他本不想理會紫衣女子,但後者如此相逼,他就不得不給後者一點教訓了。
「殺!」這個時候,紫衣女子嬌喝一聲,一劍落下,劍影凌冽透殺,虛空都好似要被冰凍一般,壓向聶天。
「不知進退!」面對紫衣女子傾盡全力的血脈一擊,聶天冷冷低喝一聲,周身劍氣勃然爆發,頓時驚濤駭浪之勢席捲一切。
「轟!」一瞬之間,狂暴劍意摧枯拉朽,直接將虛空之中的劍影沖得粉碎,同時將紫衣女子逼得連連倒退。
紫衣女子實力不弱,已經達到天覺一重境界,再加上血脈之力加成,足以對抗一般的低階天武聖祖了。
可惜的是,她遇到的是更為變態的聶天!
「你噗!」紫衣女子狂退數百米,這才堪堪穩住身形,剛想說話卻是身軀一顫,一口鮮血狂噴而出。
「你太弱了,不值得我出劍。」聶天絲毫不給紫衣女子留面子,冷冷說道。
紫衣女子既然是冰都之主的千金,身份自是尊貴無比,想來是驕縱慣了,以為每個人都要讓着她呢。

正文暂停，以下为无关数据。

PR #309, opened 2022-06-01
simple fetch result reducer.

mansu:
A simple heuristic to reduce the number of results fetched for a topK query.


kaldb/src/main/java/com/slack/kaldb/logstore/search/KaldbDistributedQueryService.java
```diff
@@ -277,6 +277,13 @@ protected static List<ServicePartitionMetadata> findPartitionsToQuery(
         .collect(Collectors.toList());
   }
 
+  private static int determineDownStreamFetchSize(int shardCount, int howMany) {
+    if (shardCount > 20) {
```
bryanlb, line 281: Maybe add a comment explaining how we got to these numbers?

「你」紫衣女子被聶天一激,頓時氣血上涌,剛想說話,卻又是差點一口鮮血噴出。
正如聶天所想,她貴為冰都公主,平日裏任誰見了她,不都是一副恭恭敬敬的樣子,寵着護着。
今天在聶天面前,她卻被如此看低,讓她如何能忍?
「閣下年紀不大,口氣倒是大的很。」就在這個時候,一道冷笑傳來,隨即一股狂殺之氣襲來,如下山猛虎,直撲聶天。
聶天感覺到恐怖的壓迫之勢,臉色陡然一變,身影迅速後退,同時一道劍氣凌厲而出,擋下殺勢。
聶天穩住身形,看到一名白衣青年氣勢而降,如山嶽一般,立在紫衣女子身邊。
「伯異哥哥。」紫衣女子看到白衣青年,頓時欣喜無比地叫道。
「穎兒,你先退下。」白衣青年溫和一笑,示意冰穎兒退到一旁。
「嗯。」冰穎兒順從地點了點小腦袋,揚起頭看着聶天,一副傲嬌姿態,似乎在說,臭小子你死定了。
聶天看着白衣青年,嘴角不由得扯動兩下。
這白衣青年看上去比冰穎兒大年紀相仿,但氣勢卻是強了太多,顯然是一名絕世天才。
「朋友,你非深淵鬼族之人,為什麼會出現在這裏?」名為伯異的白衣青年,一臉冷沉地看着聶天,冷聲問道。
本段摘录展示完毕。